Download or read book Civil conversation written by Keir Elam and published by . This book was released on 2003 with total page 276 pages. Available in PDF, EPUB and Kindle. Book excerpt:
Book Synopsis The Oxford Handbook of the Georgian Theatre 1737-1832 by : Julia Swindells
Download or read book The Oxford Handbook of the Georgian Theatre 1737-1832 written by Julia Swindells and published by OUP Oxford. This book was released on 2014-01-16 with total page 2541 pages. Available in PDF, EPUB and Kindle. Book excerpt: The Oxford Handbook of the Georgian Theatre 1737-1832 provides an essential guide to theatre in Britain between the passing of the Stage Licensing Act in 1737 and the Reform Act of 1832 -- a period of drama long neglected but now receiving significant scholarly attention. Written by specialists from a range of disciplines, its forty essays both introduce students and scholars to the key texts and contexts of the Georgian theatre and also push the boundaries of the field, asking questions that will animate the study of drama in the eighteenth and early nineteenth centuries for years to come. The Handbook gives equal attention to the range of dramatic forms -- not just tragedy and comedy, but the likes of melodrama and pantomime -- as they developed and overlapped across the period, and to the occasions, communities, and materialities of theatre production. It includes sections on historiography, the censorship and regulation of drama, theatre and the Romantic canon, women and the stage, and the performance of race and empire. In doing so, the Handbook shows the centrality of theatre to Georgian culture and politics, and paints a picture of a stage defined by generic fluidity and experimentation; by networks of performance that spread far beyond London; by professional women who played pivotal roles in every aspect of production; and by its complex mediation of contemporary attitudes of class, race, and gender.

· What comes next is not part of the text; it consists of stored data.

PR #468, opened 2025-01-26
modules.conf: update for Asterisk 22.x.x

Allan-N:
A number of Asterisk modules were deprecated (and removed) in 21.x.x and 22.x.x.  These changes update the ASL3 provided "modules.conf" file to sync with those changes as well as some overdue cleanup.

*** NOTE ***
The file currently includes some added content and a bunch of questions. For those reviewing the changes, your comments and guidance are welcomed.

### DIFF
--- a/configs/rpt/modules.conf
+++ b/configs/rpt/modules.conf
@@ -1,132 +1,60 @@
 ;
-; Asterisk configuration file
+; Asterisk module loading configuration file
 ;
-; Module Loader configuration file
-;
-; By default DIAL does NOT load every module, only what is needed
 
+;
 ; You can enable or disable any of the asterisk modules
-; All modules are compiled and installed.
+;
+; To enable a module, use  : load = module_name.so
+; To disable a module, use : noload = module_name.so
+;
 
-; To enable a module: load => module_name.so
-; To disable a module: noload => module_name.so
-
-; You will want to enable the channel driver modules you will be using.
-; There are below in the Channel Driver section
-; The most common Channel drivers for app_rpt are:
-; chan_echolink.so   echolink channel driver
-; chan_simpleusb.so  Simple USB Radio Interface Channel Drive
-; chan_usbradio.so   USB Console Channel Driver
-; chan_usrp.so       USRP Channel Module
-; chan_voter.so      radio Voter channel driver
+;
+; For ASL (app_rpt), you need to enable the channel driver modules you will
+; be using. You will find the modules in the "Channel Driver" section, below.
+;
+; The most common ASL (app_rpt) channel drivers are:
+;
+;   chan_dahdi.so      DAHDI Telephony
+;   chan_echolink.so   Echolink Channel Driver
+;   chan_simpleusb.so  Simple USB Radio Interface Channel Driver
+;   chan_usbradio.so   USB Console Channel Driver
+;   chan_usrp.so       USRP Channel Module
+;   chan_voter.so      Voter Radio Channel Driver
+;
 
 [modules]
-autoload=no
+autoload = no
 
-;load => func_frame_trace            ; Debug
+;load = func_frame_trace                ; Debug
 
 ; Applications
-noload => app_adsiprog.so           ; Asterisk ADSI Programming Application
-noload => app_alarmreceiver.so      ; Alarm Receiver for Asterisk
-noload => app_amd.so                ; Answering Machine Detection Application
-load => app_authenticate.so         ; Authentication Application
-noload => app_cdr.so                ; Tell Asterisk to not maintain a CDR for
-noload => app_chanisavail.so        ; Check channel availability
-noload => app_channelredirect.so    ; Channel Redirect
-noload => app_chanspy.so            ; Listen to the audio of an active channel
-noload => app_controlplayback.so    ; Control Playback Application
-noload => app_dahdibarge.so         ; Barge in on channel application
-noload => app_dahdiras.so           ; DAHDI RAS Application
-noload => app_dahdiscan.so          ; Scan Zap channels application
-noload => app_db.so                 ; Database Access Functions
-load => app_dial.so                 ; Dialing Application
-noload => app_dictate.so            ; Virtual Dictation Machine
-noload => app_directed_pickup.so    ; Directed Call Pickup Application
-noload => app_directory.so          ; Extension Directory
-noload => app_disa.so               ; DISA (Direct Inward System Access) Appli
-noload => app_dumpchan.so           ; Dump Info About The Calling Channel
-noload => app_echo.so               ; Simple Echo Application
-load => app_exec.so                 ; Executes dialplan applications
-noload => app_externalivr.so        ; External IVR Interface Application
-noload => app_festival.so           ; Simple Festival Interface
-noload => app_flash.so              ; Flash channel application
-noload => app_followme.so           ; Find-Me/Follow-Me Application
-noload => app_forkcdr.so            ; Fork The CDR into 2 separate entities
-noload => app_getcpeid.so           ; Get ADSI CPE ID
-noload => app_gps.so                ; GPS interface module
-noload => app_hasnewvoicemail.so    ; Indicator for whether a voice mailbox ha
-noload => app_ices.so               ; Encode and Stream via icecast and ices
-noload => app_image.so              ; Image Transmission Application
-noload => app_lookupblacklist.so    ; Look up Caller*ID name/number from black
-noload => app_lookupcidname.so      ; Look up CallerID Name from local database
-noload => app_macro.so              ; Extension Macros
-noload => app_meetme.so             ; MeetMe conference bridge
-noload => app_milliwatt.so          ; Digital Milliwatt (mu-law) Test Applicat
-noload => app_mixmonitor.so         ; Mixed Audio Monitoring Application
-noload => app_morsecode.so          ; Morse code
-noload => app_mp3.so                ; Silly MP3 Application
-noload => app_nbscat.so             ; Silly NBS Stream Application
-noload => app_page.so               ; Page Multiple Phones
-noload => app_parkandannounce.so    ; Call Parking and Announce Application
-load => app_playback.so             ; Sound File Playback Application
-noload => app_privacy.so            ; Require phone number to be entered, if n
-noload => app_queue.so              ; True Call Queueing
-noload => app_radbridge.so          ; Radio Bridging interface module
-noload => app_random.so             ; Random goto
-noload => app_readfile.so           ; Stores output of file into a variable
-noload => app_read.so               ; Read Variable Application
-noload => app_realtime.so           ; Realtime Data Lookup/Rewrite
-noload => app_record.so             ; Trivial Record Application
-load => app_rpt.so                  ; Radio Repeater/Remote Base Application
-noload => app_sayunixtime.so        ; Say time
-noload => app_senddtmf.so           ; Send DTMF digits Application
-load => app_sendtext.so             ; Send Text Applications
-noload => app_setcallerid.so        ; Set CallerID Application
-noload => app_setcdruserfield.so    ; CDR user field apps
-noload => app_settransfercapability.so   ; Set ISDN Transfer Capability
-noload => app_sms.so                ; SMS/PSTN handler
-noload => app_softhangup.so         ; Hangs up the requested channel
-noload => app_speech_utils.so       ; Dialplan Speech Applications
-noload => app_stack.so              ; Stack Routines
-load => app_system.so               ; Generic System() application
-noload => app_talkdetect.so         ; Playback with Talk Detection
-noload => app_test.so               ; Interface Test Application
-load => app_transfer.so             ; Transfer
-noload => app_url.so                ; Send URL Applications
-noload => app_userevent.so          ; Custom User Event Application
-noload => app_verbose.so            ; Send verbose output
-noload => app_voicemail.so          ; Comedian Mail (Voicemail System)
-noload => app_waitforring.so        ; Waits until first ring after time
-noload => app_waitforsilence.so     ; Wait For Silence
-noload => app_while.so              ; While Loops and Conditional Execution
-noload => app_zapateller.so         ; Block Telemarketers with Special Informa
 
-; CDR
-noload => cdr_csv.so                ; Comma Separated Values CDR Backend
-noload => cdr_custom.so             ; Customizable Comma Separated Values CDR
-noload => cdr_manager.so            ; Asterisk Manager Interface CDR Backend
+load    = app_authenticate.so            ; Authentication Application
+load    = app_dial.so                    ; Dialing Application
+load    = app_exec.so                    ; Executes dialplan applications
+noload  = app_gps.so                     ; GPS Interface
+load    = app_playback.so                ; Sound File Playback Application
+require = app_rpt.so                     ; Radio Repeater/Remote Base Application
+load    = app_sendtext.so                ; Send and Receive Text Applications
+load    = app_system.so                  ; Generic System() application
+load    = app_transfer.so                ; Transfers a caller to another extension
 
-; Channels
-noload => chan_agent.so             ; Agent Proxy Channel
-noload => chan_alsa.so              ; ALSA Console Channel Driver
-noload => chan_beagle.so            ; Beagleboard Radio Interface Channel Driver
-load => chan_dahdi.so               ; DAHDI Telephony
-noload => chan_echolink.so          ; echolink Channel Driver
-noload => chan_features.so          ; Feature Proxy Channel
-noload => chan_gtalk.so             ; Gtalk Channel Driver
-load => chan_iax2.so                ; Inter Asterisk eXchange (Ver 2)
-noload => chan_local.so             ; Local Proxy Channel (Note: used internal
-noload => chan_oss.so               ; Channel driver for OSS sound cards
-noload => chan_phone.so             ; Generic Linux Telephony Interface driver
-noload => chan_pi.so                ; DMK Engineering "PITA" Board on Rpi2/3 Channel Driver
-load => chan_simpleusb.so           ; CM1xx USB Cards with Radio Interface Channel Driver (No DSP)
-noload => chan_sip.so               ; Session Initiation Protocol (SIP)
-noload => chan_tlb.so               ; TheLinkBox Channel Driver
-noload => chan_usbradio.so          ; CM1xx USB Cards with Radio Interface Channel Driver (DSP)
-noload => chan_usrp.so              ; GNU Radio interface USRP Channel Driver
-noload => chan_voter.so             ; Radio Voter Channel Driver
+; Channel Drivers
+
+load    = chan_dahdi.so                  ; DAHDI Telephony w/PRI & SS7 & MFC/R2
+noload  = chan_echolink.so               ; Echolink Channel Driver
+require = chan_iax2.so                   ; Inter Asterisk eXchange (Ver 2)
+noload  = chan_mobile.so                 ; Bluetooth Mobile Device Channel Driver
+noload  = chan_ooh323.so                 ; Objective Systems H323 Channel
+load    = chan_simpleusb.so              ; SimpleUSB Radio Interface Channel Driver
+noload  = chan_tlb.so                    ; TheLinkBox Channel Driver
+noload  = chan_usbradio.so               ; USB Console Channel Driver
+noload  = chan_usrp.so                   ; USRP Channel Module
+noload  = chan_voter.so                  ; Voter Radio Channel Driver
 
 ; Codecs
+
 ; CODEC          AUDIO QUALITY   BANDWIDTH (including IP and Ethernet headers)
 ; ULAW           best            87 kilobits per second (kbps)
 ; ADPCM          good            55 kbps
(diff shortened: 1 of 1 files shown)


wd5m:
I happened to notice this message in the log. Should or can res_adsi.so be changed to noload now? 

> [2025-01-26 14:47:24.720] WARNING[730005] loader.c: Module 'res_adsi' has been loaded but may be removed in a future release.

David WD5M

Allan-N:
@wd5m : you have raised a good question.

A quick scan of the Asterisk 22.1.1 sources shows that the following modules would emit that message :
- app_getcpeid.so
- app_adsiprog.so
- app_meetme.so
- res_adsi.so

jxmx (approved):

configs/rpt/modules.conf
```diff
@@ -134,80 +114,384 @@ noload => chan_voter.so             ; Radio Voter Channel Driver
...
+; Call Detail Records
+
+load   = cdr_custom.so
+
+; Channel Drivers
+
+
+; Codecs
+
+load   = codec_resample.so
```
mkmer, line 289: I don't think we need these - maybe noload just to have them "visible" if someone needs them?

configs/rpt/modules.conf
```diff
@@ -134,80 +114,384 @@ noload => chan_voter.so             ; Radio Voter Channel Driver
...
+; load directives.  Below is what was included in that file with any of the
+; above modules removed.
+;
+; Q? do we want to add any of these in the ASL3 modules.conf?
+; Q? If yes, should we add them as "load", "noload", or ";load"?
+;********************************************************************************
+
+; Applications
+
+load   = app_bridgewait.so
```
mkmer, line 270: I'm thinking noload so they are visible.  POI:we use confbridge on our hub so maybe others use it too?

configs/rpt/modules.conf
```diff
@@ -134,80 +114,384 @@ noload => chan_voter.so             ; Radio Voter Channel Driver
...
+
+; Formats
+
+load   = format_wav.so                 ; Microsoft WAV/WAV16 format (8kHz/16kHz S
+
+; Functions
+
+load   = func_callerid.so              ; Party ID related dialplan functions (Cal
+load   = func_cdr.so                   ; Call Detail Record (CDR) dialplan functi
+load   = func_strings.so
```
mkmer, line 300: We have noload func_strings.so - maybe that is wrong?

configs/rpt/modules.conf
```diff
@@ -134,80 +114,384 @@ noload => chan_voter.so             ; Radio Voter Channel Driver
...
-noload => res_speech.so             ; Generic Speech Recognition API
-load => res_timing_dahdi.so         ; DAHDI Timing Interface
-load => res_timing_timerfd.so       ; Timerfd Timing Interface is preferred for ASL3
-load => res_usbradio.so             ; ASL3 required for both simpleusb and usbradio
-
-[global]
+
+load   = res_http_websocket.so
+load   = res_musiconhold.so
+load   = res_timing_timerfd.so         ; Timerfd Timing Interface
```
mkmer, line 309: Earlier it says: Timerfd Timing Interface is preferred for ASL3. should be load.

configs/rpt/modules.conf
```diff
@@ -134,80 +114,384 @@ noload => chan_voter.so             ; Radio Voter Channel Driver
...
-load => res_smdi.so                 ; Simplified Message Desk Interface (SMDI)
-noload => res_snmp.so               ; SNMP [Sub]Agent for Asterisk
-noload => res_speech.so             ; Generic Speech Recognition API
-load => res_timing_dahdi.so         ; DAHDI Timing Interface
-load => res_timing_timerfd.so       ; Timerfd Timing Interface is preferred for ASL3
-load => res_usbradio.so             ; ASL3 required for both simpleusb and usbradio
-
-[global]
+
+load   = res_http_websocket.so
```
mkmer, line 307: I don't see the need for these. Maybe others do? websocket &

configs/rpt/modules.conf
Allan-N: This res_timing_timerfd.so line was a dup and has been removed.

configs/rpt/modules.conf
Allan-N: I had a bunch of dups here.  The only 2 remaining are codec_resample.so and codec_g722.so

configs/rpt/modules.conf
Allan-N: This func_strings.so was a dup from our previous modules.conf file.  But, the question of noload vs. load is one to ask (ASL3 "no" or  Asterisk "yes")

configs/rpt/modules.conf
Allan-N: res_musiconhold was a dup here (but it was a noload).
res_http_websocket is a Q

configs/rpt/modules.conf
KB4MDD: I think that function should be enabled.

configs/rpt/modules.conf
KB4MDD: I don't believe we are using websockets.

mkmer:
> @wd5m : you have raised a good question.
> 
> A quick scan of the Asterisk 22.1.1 sources shows that the following modules would emit that message :
> 
>     * app_getcpeid.so
> 
>     * app_adsiprog.so
> 
>     * app_meetme.so
> 
>     * res_adsi.so

I think `app_meetme` was removed already, we had to move to  `app_confbridge.so` on our hub when we moved to ASL3.

configs/rpt/modules.conf
```diff
@@ -1,213 +1,443 @@
...
+load   = codec_alaw.so                 ; A-law Coder/Decoder
+load   = codec_a_mu.so                 ; A-law and Mulaw direct Coder/Decoder
+noload = codec_dahdi.so                ; Generic DAHDI Transcoder Codec Translator
+noload = codec_g722.so                 ; ITU G.722-64kbps G722 Transcoder
+load   = codec_g726.so                 ; ITU G.726-32kbps G726 Transcoder
+load   = codec_gsm.so                  ; GSM Coder/Decoder
+noload = codec_resample.so             ; SLIN Resampling Codec
+load   = codec_ulaw.so                 ; mu-Law Coder/Decoder
 
 ; Formats
```
mkmer, line 135: We lost `noload => format_jpeg.so ; JPEG (Joint Picture Experts Group) Image` - probably ok?
We've added `load = format_mp3.so ; MP3 format [Any rate but 8000hz mono is optimal]` -> should we load this as a default? 
More thoughts here: Do we really need to load ALL of these formats - wav, sln, gsm, PCM are probably all the is "required" or maybe "recommended", the rest could be `noload` and folks could turn them on if needed? 
Probably doesn't hurt to leave it as is either.

Allan-N: >We lost noload => format_jpeg.so ; JPEG (Joint Picture Experts Group) Image - probably ok?

It was deprecated/removed.

>We've added load = format_mp3.so ; MP3 format [Any rate but 8000hz mono is optimal] -> should we load this as a default?

It was odd that we were building format_mp3.so but not including it with the other loaded formats.

>More thoughts here: Do we really need to load ALL of these formats - wav, sln, gsm, PCM are probably all the is "required" or maybe "recommended", the rest could be noload and folks could turn them on if needed?
Probably doesn't hurt to leave it as is either.

If one is concerned about our memory footprint then there are likely other modules that we don't use that would be better to "noload"

mkmer: Not sure this is the "right' time for a rehash.  My thought was more around "why load stuff we don't need for minimal operation".  Users can add as needed (like the autopatch pjsip stuff).  
I don't have a strong opinion - there are advantages/disadvantages either way :)

Allan-N: For now, this change only "loads" `format_mp3` and `func_strings`.

As for the autopatch/pjsip modules, I wish there was a way to conditionally add (load) the entire batch without requiring a big copy/paste or many edits.  But, given the choice of loading by default, the big copy/paste, or uncommenting the block I chose the latter.

mkmer (approved):

InterLinked1:
> I think `app_meetme` was removed already, we had to move to `app_confbridge.so` on our hub when we moved to ASL3.

It hasn't actually been removed yet. One of Sangoma's customers or FreePBX (forget which) raised a big stink on it, which temporarily deferred that. Haven't heard any plans of it to be removed in 23 yet, but it'll probably be removed eventually so best to avoid it.

The other 3 modules in the warning (getcpeid, adsiprog, and res_adsi) I saved from removal and and am the maintainer of now. They aren't going to go away, but Josh didn't want to change the status back from "deprecated" to "extended" which is why the warning is there. PhreakScript patches that warning to a notice since it's a bit confusing and can cause alarm for no reason.

configs/rpt/modules.conf
```diff
@@ -1,213 +1,443 @@
 ;
-; Asterisk configuration file
+; Asterisk + AllStarLink/app_rpt  module loading configuration file
```
InterLinked1, line 2: I don't agree with this line change personally. `app_rpt` is just another Asterisk module, not something "special" running along with Asterisk. AllStarLink isn't part of Asterisk either, it leverages Asterisk as part of its "packaged product", so I think this just adds confusion.

configs/rpt/modules.conf
```diff
@@ -1,213 +1,443 @@
...
+;   chan_echolink.so   Echolink Channel Driver
+;   chan_simpleusb.so  Simple USB Radio Interface Channel Driver
+;   chan_usbradio.so   USB Console Channel Driver
+;   chan_usrp.so       USRP Channel Module
+;   chan_voter.so      Voter Radio Channel Driver
+;
 
 [modules]
-autoload=no
+autoload = no
```
InterLinked1, line 27: Possible dumb question, but why all the noload's in the first place? If autoload is no, then only the modules loaded explicitly will be loaded. The noload's are all redundant and have no effect. Removing them would simplify and clean this up quite a bit, making it easier to look at and work with

For the ASL-relevant modules, makes sense to keep the noload's, so they are there for the changing, but for the most part, I think most of them could be removed

configs/rpt/modules.conf
```diff
@@ -1,213 +1,443 @@
...
+
+;********************************************************************************
+; ASL3 app_rpt configs/rpt/modules.conf (w/"deprecated" modules removed)
```
InterLinked1, line 30: configs/rpt/modules.conf shouldn't be in here IMO, that's its source file path but not something users would really know about or make sense to them

configs/rpt/modules.conf
```diff
@@ -1,213 +1,443 @@
...
+;
+; Q? should any of the commented out lines in this section be removed?
+; Q? should any of the "load"s or "noload"s in this section be changed/removed?
```
InterLinked1, line 33: A: This is highly opinionated, this template will never make all of your users happy :)
But I'll review with the lens of "the minimum a useful install would probably want"

configs/rpt/modules.conf
```diff
@@ -1,213 +1,443 @@
...
+noload = app_amd.so                    ; Answering Machine Detection Application
+load   = app_authenticate.so           ; Authentication Application
+noload = app_bridgewait.so             ; Place the channel into a holding bridge application
+noload = app_cdr.so                    ; Tell Asterisk to not maintain a CDR for the current call
+noload = app_chanisavail.so            ; Check channel availability
+noload = app_channelredirect.so        ; Redirects a given channel to a dialplan target
+noload = app_chanspy.so                ; Listen to the audio of an active channel
+noload = app_confbridge.so             ; Conference Bridge Application
+noload = app_controlplayback.so        ; Control Playback Application
+noload = app_db.so                     ; Database Access Functions
```
InterLinked1, line 51: Doesn't Tim's whitelist/blacklist dialplan code use the database? Should that be taken into account?

configs/rpt/modules.conf
```diff
@@ -1,213 +1,443 @@
...
-load => format_wav_gsm.so           ; Microsoft WAV format (Proprietary GSM)
-load => format_wav.so               ; Microsoft WAV format (8000Hz Signed Line
+
+load   = format_g723.so                ; G.723.1 Simple Timestamp File Format
+load   = format_g726.so                ; Raw G.726 (16/24/32/40kbps) data
+load   = format_g729.so                ; Raw G.729 data
+load   = format_gsm.so                 ; Raw GSM data
+load   = format_h263.so                ; Raw H.263 data
+load   = format_h264.so                ; Raw H.264 data
+load   = format_ilbc.so                ; Raw iLBC data
```
InterLinked1, line 143: Do you really need all these formats? Highly skeptical anyone is using ILBC for example, or G729, etc. And if they are, they shouldn't be

configs/rpt/modules.conf
```diff
@@ -1,213 +1,443 @@
...
+noload = res_agi.so                    ; Asterisk Gateway Interface (AGI)
+noload = res_clioriginate.so           ; Call origination and redirection from the CLI
+noload = res_config_mysql.so           ; MySQL RealTime Configuration Driver
+noload = res_convert.so                ; File format conversion CLI command
+load   = res_crypto.so                 ; Cryptographic Digital Signatures
+load   = res_curl.so                   ; cURL Resource Module (required by ASL3)
+noload = res_http_websocket.so         ; HTTP WebSocket Support
+noload = res_musiconhold.so            ; Music On Hold Resource
+load   = res_rpt_http_registrations.so ; RPT HTTP Periodic Registrations
+load   = res_smdi.so                   ; Simplified Message Desk Interface (SMDI) Resource
```
InterLinked1, line 194: I'm not objecting to it, but I'm pretty confident most ASL users aren't using SMDI

configs/rpt/modules.conf
```diff
@@ -1,213 +1,443 @@
...
+;noload = res_pjsip_t38.so                            ; PJSIP T.38 UDPTL Support
+;noload = res_pjsip_transport_websocket.so            ; PJSIP WebSocket Transport Support
+;load   = res_pjsip_xpidf_body_generator.so           ; PJSIP Extension State PIDF Provider
+;load   = res_rtp_asterisk.so                         ; Asterisk RTP Stack
+;load   = res_sorcery_astdb.so                        ; Sorcery Astdb Object Wizard
+;load   = res_sorcery_config.so                       ; Sorcery Configuration File Object Wizard
+;load   = res_sorcery_memory.so                       ; Sorcery In-Memory Object Wizard
+;load   = res_sorcery_realtime.so                     ; Sorcery Realtime Object Wizard
+
+;********************************************************************************
```
InterLinked1, line 268: As per the above, I think everything from here on after in the file could just be removed

configs/rpt/modules.conf
Allan-N: I was never planning to leave in this comment block.  It was there to prompt discussion about the changes.

configs/rpt/modules.conf
Allan-N: >Possible dumb question, but why all the noload's in the first place? If autoload is no, then only the modules loaded explicitly will be loaded. The noload's are all redundant and have no effect. Removing them would simplify and clean this up quite a bit, making it easier to look at and work with

The noload's have been included since ASL2 (and likely before).  What I don't know is the original motivation for leaving them in the file.  Thinking out loud, folks (Jim?) could have started with a configuration that enabled most of the modules and this was the path to highlighting what was disabled.  Moving forward, I don't see any harm in retaining the noload's (or changing them to ";load") as a way to show what functionality can be enabled.

configs/rpt/modules.conf
Allan-N: Tim's whitelist/blacklist uses the Asterisk (dialplan functions) database.  Would that be built-in?  part of app_db.so (not loaded)?  part of func_db.so (loaded)?  ...?

Note: I have not changed the load/noload status for any of the DB modules.

configs/rpt/modules.conf
Allan-N: The only format that I added was format_mp3.so

configs/rpt/modules.conf
InterLinked1: Since the goal is to streamline, I feel like it might overwhelm users. People that are using other functionality are not likely to use the RPT modules.conf to begin with anyways, only if they are doing ASL and nothing else. If somebody wants to see what modules there are, they can look at the latest Asterisk documentation anyways, which also has more information.

If left in, then the task is also there then to constantly keep it up to date as modules are added and removed.

The sample config does not enumerate the modules either: https://github.com/asterisk/asterisk/blob/master/configs/samples/modules.conf.sample

configs/rpt/modules.conf
InterLinked1: Yes, that is `func_db`, the module that provides those dialplan functions.

configs/rpt/modules.conf
InterLinked1: I think most of the other formats could be safely removed then. If we are already disabling most of the modules in this config, many of which are useful to many people, there is little reason in enabling obsolete codecs that nobody uses or should use

configs/rpt/modules.conf
```diff
@@ -1,213 +1,443 @@
...
+noload = app_mixmonitor.so             ; Mixed Audio Monitoring Application
+noload = app_morsecode.so              ; Morse code
+noload = app_mp3.so                    ; Silly MP3 Application
+noload = app_page.so                   ; Page Multiple Phones
+load   = app_playback.so               ; Sound File Playback Application
+noload = app_privacy.so                ; Require phone number to be entered, if no CallerID sent
+noload = app_queue.so                  ; True Call Queueing
+noload = app_read.so                   ; Read Variable Application
+noload = app_record.so                 ; Trivial Record Application
+load   = app_rpt.so                    ; Radio Repeater/Remote Base Application
```
InterLinked1, line 77: Another thought. Since this is ASL-centric, why not change `load = app_rpt` to `require = app_rpt`?

This way, Asterisk will fail to start at all if there is a critical issue with `app_rpt`.

Just a suggestion, but it's often common to do with modules that are considered "essential" to the system.

Allan-N: An interesting thought.  The gotcha is once we start down the path of identifying those modules that are "required" do we need to identify/mark others that should also be tagged?  Here, I'm leaning towards sticking with "load".

InterLinked1: It's not like they *have* to be "required", it's just an option to ensure Asterisk doesn't start up without some critical thing loaded. To me, `app_rpt` seems like the only thing that would benefit from this. It's not like `format_wav` would fail to start up for some reason. The channel drivers are all optional, etc.

`res_rpt_http_registrations` might be another one, at least for ASL users.

The benefit is it can catch issues with the system that otherwise wouldn't be noticeable until you've banged your head on the wall for an hour. I've been there a few times :)

configs/rpt/modules.conf
Allan-N: >If left in, then the task is also there then to constantly keep it up to date as modules are added and removed.

That's a fair point.  When pulling together this change I actually wrote a script to identify modules that were no longer available (either because the were removed or not compiled), modules that were compiled but not referenced, and to update the module comments.

configs/rpt/modules.conf
Allan-N: Q? when making or receiving a call do we negotiate based on the available / enabled formats?  Where do we get that list of formats?

InterLinked1: It's as defined in iax.conf + depending on which ones of those are actually loaded/available

configs/rpt/modules.conf
Allan-N: Should I also add `chan_iax2` ?

configs/rpt/modules.conf
Allan-N: In `iax.conf` I see mentions of codecs, not formats

configs/rpt/modules.conf
Allan-N: >Since the goal is to streamline, I feel like it might overwhelm users.

I don't know that the goal is to streamline.  The primary goal was to remove the modules that are gone and to add in those that new/needed.  But, while here I thought it made sense to reconcile the basic-pbx configuration.  And, lastly, many of the modules were missing or had truncated comments.

But, I do agree that there are many module references that most folks won't need.  What I don't know are the modules that the small handful of users might want because they want there configuration to support both ASL and PBX.

configs/rpt/modules.conf
InterLinked1: Yeah, if it's not there already then it would need to be loaded

configs/rpt/modules.conf
InterLinked1: > What I don't know are the modules that the small handful of users might want because they want there configuration to support both ASL and PBX.

It's going to differ for everyone, which is why I think it's a fool errand to try to anticipate that. There are hundreds of modules, thousands of possible use cases and configurations. If that's the goal, then one should just `autoload=yes` and be done. Obviously, that's not what the goal is here so it might be better to focus on that.

If they're also doing PBX stuff, then they're going to have an existing modules.conf they want to amend or they're going to customize the one provided to suit their needs.

configs/rpt/modules.conf
InterLinked1: In some cases I think they go hand in hand, but that's right, they're a bit different.
I believe codecs get used for the call, e.g. codec_ulaw, and formats are used for recording/playback, e.g. format_ulaw/format_pcm.

configs/rpt/modules.conf
Allan-N: This makes sense.  I shall prune out most of the noload's.

KB4MDD (approved):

Book Synopsis Imagining Italy, literary itineraries in British Romanticism by : Lilla Maria Crisafulli
Download or read book Imagining Italy, literary itineraries in British Romanticism written by Lilla Maria Crisafulli and published by . This book was released on 2002 with total page 300 pages. Available in PDF, EPUB and Kindle. Book excerpt:
Book Synopsis British Romanticism and Italian Literature by :
Download or read book British Romanticism and Italian Literature written by and published by BRILL. This book was released on 2005-01-01 with total page 281 pages. Available in PDF, EPUB and Kindle. Book excerpt: Drawing on a long-standing tradition of fictional images, British writers of the Romantic period defined and constructed Italy as a land that naturally invites inscription and description. In their works, Italy is a cultural geography so heavily overwritten with discourse that it becomes the natural recipient of further fictional transformations. If critics have frequently attended to this figurative complex and its related Italophilia, what seems to have been left relatively unexplored is the fact that these representations were paralleled and sustained by intense scholarly activities. This volume specifically addresses Romantic-period scholarship about Italian literature, history, and culture under the interconnected rubrics of ‘translating’, ‘reviewing’, and ‘rewriting’. The essays in this book consider this rich field of scholarly activity in order to redraw its contours and examine its connections with the fictional images of Italy and the general fascination with this land and its civilization that are a crucial component of British culture between the eighteenth and nineteenth centuries.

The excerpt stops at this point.